Directions for this task: Each entry that follows needs to be written out exactly, with nothing left out.

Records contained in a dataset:
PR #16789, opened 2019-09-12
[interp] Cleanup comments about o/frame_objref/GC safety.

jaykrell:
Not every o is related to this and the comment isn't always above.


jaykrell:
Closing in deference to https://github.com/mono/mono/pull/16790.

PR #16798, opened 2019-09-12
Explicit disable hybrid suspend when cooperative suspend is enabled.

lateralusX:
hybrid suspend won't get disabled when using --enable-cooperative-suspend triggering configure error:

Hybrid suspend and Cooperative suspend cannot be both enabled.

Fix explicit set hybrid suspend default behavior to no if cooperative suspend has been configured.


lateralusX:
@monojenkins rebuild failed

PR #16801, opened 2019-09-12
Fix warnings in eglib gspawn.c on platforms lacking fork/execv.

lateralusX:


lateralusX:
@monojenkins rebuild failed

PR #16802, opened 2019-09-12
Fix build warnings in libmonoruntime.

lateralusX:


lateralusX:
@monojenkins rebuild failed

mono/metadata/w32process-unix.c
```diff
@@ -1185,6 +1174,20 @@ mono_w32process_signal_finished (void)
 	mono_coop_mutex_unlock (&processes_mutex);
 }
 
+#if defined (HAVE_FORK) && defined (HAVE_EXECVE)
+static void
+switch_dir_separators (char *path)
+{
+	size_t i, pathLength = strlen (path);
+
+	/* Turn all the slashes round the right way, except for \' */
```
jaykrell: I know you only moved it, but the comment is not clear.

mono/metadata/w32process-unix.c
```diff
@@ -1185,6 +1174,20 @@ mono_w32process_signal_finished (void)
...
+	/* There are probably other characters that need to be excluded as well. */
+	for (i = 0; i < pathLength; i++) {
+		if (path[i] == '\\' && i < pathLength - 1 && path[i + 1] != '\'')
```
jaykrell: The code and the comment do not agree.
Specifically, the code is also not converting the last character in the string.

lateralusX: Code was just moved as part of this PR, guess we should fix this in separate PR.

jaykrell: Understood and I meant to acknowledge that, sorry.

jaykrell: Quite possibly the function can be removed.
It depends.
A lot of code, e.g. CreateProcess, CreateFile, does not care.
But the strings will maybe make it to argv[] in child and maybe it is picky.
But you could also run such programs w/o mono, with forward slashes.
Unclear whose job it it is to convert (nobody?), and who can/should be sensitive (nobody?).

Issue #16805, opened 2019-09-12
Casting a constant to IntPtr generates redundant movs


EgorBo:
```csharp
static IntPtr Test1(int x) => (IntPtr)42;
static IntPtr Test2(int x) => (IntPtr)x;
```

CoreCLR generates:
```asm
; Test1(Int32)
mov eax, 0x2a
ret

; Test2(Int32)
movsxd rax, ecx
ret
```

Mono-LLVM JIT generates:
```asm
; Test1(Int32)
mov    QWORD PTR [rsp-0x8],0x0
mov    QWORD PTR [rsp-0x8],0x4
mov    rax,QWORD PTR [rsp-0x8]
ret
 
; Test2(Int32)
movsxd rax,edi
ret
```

Answer to this exercise:
PR #16789, opened 2019-09-12
[interp] Cleanup comments about o/frame_objref/GC safety.

jaykrell:
Not every o is related to this and the comment isn't always above.


jaykrell:
Closing in deference to https://github.com/mono/mono/pull/16790.

PR #16798, opened 2019-09-12
Explicit disable hybrid suspend when cooperative suspend is enabled.

lateralusX:
hybrid suspend won't get disabled when using --enable-cooperative-suspend triggering configure error:

Hybrid suspend and Cooperative suspend cannot be both enabled.

Fix explicit set hybrid suspend default behavior to no if cooperative suspend has been configured.


lateralusX:
@monojenkins rebuild failed

PR #16801, opened 2019-09-12
Fix warnings in eglib gspawn.c on platforms lacking fork/execv.

lateralusX:


lateralusX:
@monojenkins rebuild failed

PR #16802, opened 2019-09-12
Fix build warnings in libmonoruntime.

lateralusX:


lateralusX:
@monojenkins rebuild failed

mono/metadata/w32process-unix.c
```diff
@@ -1185,6 +1174,20 @@ mono_w32process_signal_finished (void)
 	mono_coop_mutex_unlock (&processes_mutex);
 }
 
+#if defined (HAVE_FORK) && defined (HAVE_EXECVE)
+static void
+switch_dir_separators (char *path)
+{
+	size_t i, pathLength = strlen (path);
+
+	/* Turn all the slashes round the right way, except for \' */
```
jaykrell: I know you only moved it, but the comment is not clear.

mono/metadata/w32process-unix.c
```diff
@@ -1185,6 +1174,20 @@ mono_w32process_signal_finished (void)
...
+	/* There are probably other characters that need to be excluded as well. */
+	for (i = 0; i < pathLength; i++) {
+		if (path[i] == '\\' && i < pathLength - 1 && path[i + 1] != '\'')
```
jaykrell: The code and the comment do not agree.
Specifically, the code is also not converting the last character in the string.

lateralusX: Code was just moved as part of this PR, guess we should fix this in separate PR.

jaykrell: Understood and I meant to acknowledge that, sorry.

jaykrell: Quite possibly the function can be removed.
It depends.
A lot of code, e.g. CreateProcess, CreateFile, does not care.
But the strings will maybe make it to argv[] in child and maybe it is picky.
But you could also run such programs w/o mono, with forward slashes.
Unclear whose job it it is to convert (nobody?), and who can/should be sensitive (nobody?).

Issue #16805, opened 2019-09-12
Casting a constant to IntPtr generates redundant movs


EgorBo:
```csharp
static IntPtr Test1(int x) => (IntPtr)42;
static IntPtr Test2(int x) => (IntPtr)x;
```

CoreCLR generates:
```asm
; Test1(Int32)
mov eax, 0x2a
ret

; Test2(Int32)
movsxd rax, ecx
ret
```

Mono-LLVM JIT generates:
```asm
; Test1(Int32)
mov    QWORD PTR [rsp-0x8],0x0
mov    QWORD PTR [rsp-0x8],0x4
mov    rax,QWORD PTR [rsp-0x8]
ret
 
; Test2(Int32)
movsxd rax,edi
ret
```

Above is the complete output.